** Record set follows **

PR #1724, opened 2023-11-30
solution

YehorHeneralov:


src/figuresClasses.ts
```diff
@@ -1,19 +1,81 @@
...
+  constructor(
+    public color: Color,
+    private a: number,
+    private b: number,
+    private c: number,
+  ) {
+    if (a <= 0 || b <= 0 || c <= 0 || a + b <= c || b + c <= a || c + a <= b) {
+      throw new Error('side is not correct');
+    }
+  }
```
ViktorAfk, line 28: Better to make different conditions and create some variables for that, because it is not good for readability.

src/figuresClasses.ts
```diff
@@ -1,19 +1,81 @@
...
 
+  getArea(): number {
+    const { a, b, c } = this;
+    const p = (a + b + c) * (1 / 2);
```
ViktorAfk, line 32: Rename 'p' because, it's not understandable what is 'p'. Better to call it semiperimitr or halfperemitr. I had the same mistake.

ViktorAfk (approved):
Good job! Fix minor mistakes.

BudnikOleksii (approved):
Good work 👍

PR #1725, opened 2023-12-01
Solution

YuriySobakar:


olegnovikov10 (approved):
good joob

src/figuresClasses.ts
```diff
@@ -1,19 +1,104 @@
...
+    const arePositive: boolean = sides[0] > 0 && sides[1] > 0 && sides[2] > 0;
+    const isTriangle: boolean = longestSide < otherSides[0] + otherSides[1];
+
+    if (!arePositive || !isTriangle) {
+      throw new Error('Not a triangle');
+    }
+
+    this.a = a;
+    this.b = b;
+    this.c = c;
```
BudnikOleksii, line 41: [CODE KNOWLEDGE] - When you declare a constructor parameter with an access modifier TypeScript implicitly creates a property on the class with the same name as the parameter and assigns the parameter value to that property. You don't need to do it manually.
image

The same as for `this.color = color;`

src/figuresClasses.ts
```diff
@@ -1,19 +1,104 @@
...
+  }
 
+  getArea(): number {
+    const p = (this.a + this.b + this.c) / 2;
+    const area = Math.sqrt(p * (p - this.a) * (p - this.b) * (p - this.c));
```
BudnikOleksii, line 46: - Avoid one-letter names such as `p`.
- You do `this.a` and other twice, you can use destructing. `const { a, b, c } = this;`

src/figuresClasses.ts
```diff
@@ -1,19 +1,104 @@
...
+  radius: number;
+
+  shape: Shape = 'circle';
+
+  constructor(
+    public color: Color,
+    radius: number,
+  ) {
+    this.color = color;
+    this.radius = radius;
```
BudnikOleksii, line 62: The same as I mentioned previously, fix in all places

BudnikOleksii (changes requested):
Good job 👍 
Just a few fixes are required, take a look on my suggestions

src/figuresClasses.ts
```diff
@@ -1,19 +1,92 @@
...
+  getArea(): number {
+    const { aSide, bSide, cSide } = this;
+    const halfPerimetr = (aSide + bSide + cSide) / 2;
+    const area = Math.sqrt(halfPerimetr
+      * (halfPerimetr - aSide)
+      * (halfPerimetr - bSide)
+      * (halfPerimetr - cSide));
+
+    return +area.toFixed(2);
+  }
```
roman-mirzoian, line 41: Good job!

PR #1735, opened 2023-12-05
solution 1

mickhakk:


src/figuresClasses.ts
```diff
@@ -1,19 +1,70 @@
 export interface Figure {
-
+  shape: string;
+  color: string;
```
roman-mirzoian, line 3: According to the task, we have defined certain types of shapes that can be, and by specifying a general type of `string`, I can write anything there and it will work. The same for color:
image

src/figuresClasses.ts
```diff
@@ -1,19 +1,70 @@
...
+
+  color: string;
+
+  constructor(
+    color: string,
+    public a: number,
+    public b: number,
+    public c: number,
+  ) {
+    if (a <= 0 || b <= 0 || c <= 0 || a + b <= c || a + c <= b || b + c <= a) {
```
roman-mirzoian, line 18: The condition is very difficult to read and understand, it is better to break it into several parts

src/figuresClasses.ts
```diff
@@ -1,19 +1,70 @@
...
+      throw new Error('Invalid triangle sides');
+    }
+    this.color = color;
+  }
 
+  getArea(): number {
+    const s = (this.a + this.b + this.c) / 2;
```
roman-mirzoian, line 25: Destructuring can be used for `a`, `b`, `c`, and the variable name should not be abbreviated to unreadable

BudnikOleksii (approved):
Good work 👍

PR #1742, opened 2023-12-11
Done

MarkiMark3:


src/figuresClasses.ts
```diff
@@ -1,19 +1,96 @@
 export interface Figure {
-
+  shape: string;
+  color: string;
```
Esceype, line 3: Create a union type for shape and color because you have a limited list of possible properties

src/figuresClasses.ts
```diff
@@ -1,19 +1,96 @@
...
+  constructor(color: string, width: number, height: number) {
+    if (width <= 0 || height <= 0) {
+      throw new Error('Width and height must be greater than 0.');
+    }
+
+    this.shape = 'rectangle';
+    this.color = color;
+    this.width = width;
+    this.height = height;
+  }
```
Esceype, line 85:
```suggestion
 shape: Shape = 'rectangle';

  constructor(public color: Color, private width: number, private height: number) {
    if (width <= 0 || height <= 0) {
      throw new Error('Width and height must be greater than 0');
    }
  }
```

As you remember you can set variables for constructor like this, this looks less complicated, do the same of all the similar cases above

Esceype (changes requested):
GJ!
Read the following comments.

VitaliyBodnar (approved):

PR #1745, opened 2023-12-12
Solution

Donovanoff:


src/figuresClasses.ts
```diff
@@ -1,19 +1,74 @@
...
+      throw new Error('Each side length must be greater than zero.');
+    }
+
+    if (a >= b + c || b >= a + c || c >= a + b) {
+      throw new Error('Wrong length sides of triangle');
+    }
+  }
 
+  getArea(): number {
+    const s = (this.a + this.b + this.c) / 2;
```
VitaliyBodnar, line 29: you can destructure this
it will make you code shorter 
```suggestion
    const { a, b, c } = this;
    const s = (a + b + c) / 2;
```

VitaliyBodnar (changes requested):

OleziO (approved):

** End of Record set **

- About this task -
With no words changed, transcribe the records above.

- Answer section -
PR #1724, opened 2023-11-30
solution

YehorHeneralov:


src/figuresClasses.ts
```diff
@@ -1,19 +1,81 @@
...
+  constructor(
+    public color: Color,
+    private a: number,
+    private b: number,
+    private c: number,
+  ) {
+    if (a <= 0 || b <= 0 || c <= 0 || a + b <= c || b + c <= a || c + a <= b) {
+      throw new Error('side is not correct');
+    }
+  }
```
ViktorAfk, line 28: Better to make different conditions and create some variables for that, because it is not good for readability.

src/figuresClasses.ts
```diff
@@ -1,19 +1,81 @@
...
 
+  getArea(): number {
+    const { a, b, c } = this;
+    const p = (a + b + c) * (1 / 2);
```
ViktorAfk, line 32: Rename 'p' because, it's not understandable what is 'p'. Better to call it semiperimitr or halfperemitr. I had the same mistake.

ViktorAfk (approved):
Good job! Fix minor mistakes.

BudnikOleksii (approved):
Good work 👍

PR #1725, opened 2023-12-01
Solution

YuriySobakar:


olegnovikov10 (approved):
good joob

src/figuresClasses.ts
```diff
@@ -1,19 +1,104 @@
...
+    const arePositive: boolean = sides[0] > 0 && sides[1] > 0 && sides[2] > 0;
+    const isTriangle: boolean = longestSide < otherSides[0] + otherSides[1];
+
+    if (!arePositive || !isTriangle) {
+      throw new Error('Not a triangle');
+    }
+
+    this.a = a;
+    this.b = b;
+    this.c = c;
```
BudnikOleksii, line 41: [CODE KNOWLEDGE] - When you declare a constructor parameter with an access modifier TypeScript implicitly creates a property on the class with the same name as the parameter and assigns the parameter value to that property. You don't need to do it manually.
image

The same as for `this.color = color;`

src/figuresClasses.ts
```diff
@@ -1,19 +1,104 @@
...
+  }
 
+  getArea(): number {
+    const p = (this.a + this.b + this.c) / 2;
+    const area = Math.sqrt(p * (p - this.a) * (p - this.b) * (p - this.c));
```
BudnikOleksii, line 46: - Avoid one-letter names such as `p`.
- You do `this.a` and other twice, you can use destructing. `const { a, b, c } = this;`

src/figuresClasses.ts
```diff
@@ -1,19 +1,104 @@
...
+  radius: number;
+
+  shape: Shape = 'circle';
+
+  constructor(
+    public color: Color,
+    radius: number,
+  ) {
+    this.color = color;
+    this.radius = radius;
```
BudnikOleksii, line 62: The same as I mentioned previously, fix in all places

BudnikOleksii (changes requested):
Good job 👍 
Just a few fixes are required, take a look on my suggestions

src/figuresClasses.ts
```diff
@@ -1,19 +1,92 @@
...
+  getArea(): number {
+    const { aSide, bSide, cSide } = this;
+    const halfPerimetr = (aSide + bSide + cSide) / 2;
+    const area = Math.sqrt(halfPerimetr
+      * (halfPerimetr - aSide)
+      * (halfPerimetr - bSide)
+      * (halfPerimetr - cSide));
+
+    return +area.toFixed(2);
+  }
```
roman-mirzoian, line 41: Good job!

PR #1735, opened 2023-12-05
solution 1

mickhakk:


src/figuresClasses.ts
```diff
@@ -1,19 +1,70 @@
 export interface Figure {
-
+  shape: string;
+  color: string;
```
roman-mirzoian, line 3: According to the task, we have defined certain types of shapes that can be, and by specifying a general type of `string`, I can write anything there and it will work. The same for color:
image

src/figuresClasses.ts
```diff
@@ -1,19 +1,70 @@
...
+
+  color: string;
+
+  constructor(
+    color: string,
+    public a: number,
+    public b: number,
+    public c: number,
+  ) {
+    if (a <= 0 || b <= 0 || c <= 0 || a + b <= c || a + c <= b || b + c <= a) {
```
roman-mirzoian, line 18: The condition is very difficult to read and understand, it is better to break it into several parts

src/figuresClasses.ts
```diff
@@ -1,19 +1,70 @@
...
+      throw new Error('Invalid triangle sides');
+    }
+    this.color = color;
+  }
 
+  getArea(): number {
+    const s = (this.a + this.b + this.c) / 2;
```
roman-mirzoian, line 25: Destructuring can be used for `a`, `b`, `c`, and the variable name should not be abbreviated to unreadable

BudnikOleksii (approved):
Good work 👍

PR #1742, opened 2023-12-11
Done

MarkiMark3:


src/figuresClasses.ts
```diff
@@ -1,19 +1,96 @@
 export interface Figure {
-
+  shape: string;
+  color: string;
```
Esceype, line 3: Create a union type for shape and color because you have a limited list of possible properties

src/figuresClasses.ts
```diff
@@ -1,19 +1,96 @@
...
+  constructor(color: string, width: number, height: number) {
+    if (width <= 0 || height <= 0) {
+      throw new Error('Width and height must be greater than 0.');
+    }
+
+    this.shape = 'rectangle';
+    this.color = color;
+    this.width = width;
+    this.height = height;
+  }
```
Esceype, line 85:
```suggestion
 shape: Shape = 'rectangle';

  constructor(public color: Color, private width: number, private height: number) {
    if (width <= 0 || height <= 0) {
      throw new Error('Width and height must be greater than 0');
    }
  }
```

As you remember you can set variables for constructor like this, this looks less complicated, do the same of all the similar cases above

Esceype (changes requested):
GJ!
Read the following comments.

VitaliyBodnar (approved):

PR #1745, opened 2023-12-12
Solution

Donovanoff:


src/figuresClasses.ts
```diff
@@ -1,19 +1,74 @@
...
+      throw new Error('Each side length must be greater than zero.');
+    }
+
+    if (a >= b + c || b >= a + c || c >= a + b) {
+      throw new Error('Wrong length sides of triangle');
+    }
+  }
 
+  getArea(): number {
+    const s = (this.a + this.b + this.c) / 2;
```
VitaliyBodnar, line 29: you can destructure this
it will make you code shorter 
```suggestion
    const { a, b, c } = this;
    const s = (a + b + c) / 2;
```

VitaliyBodnar (changes requested):

OleziO (approved):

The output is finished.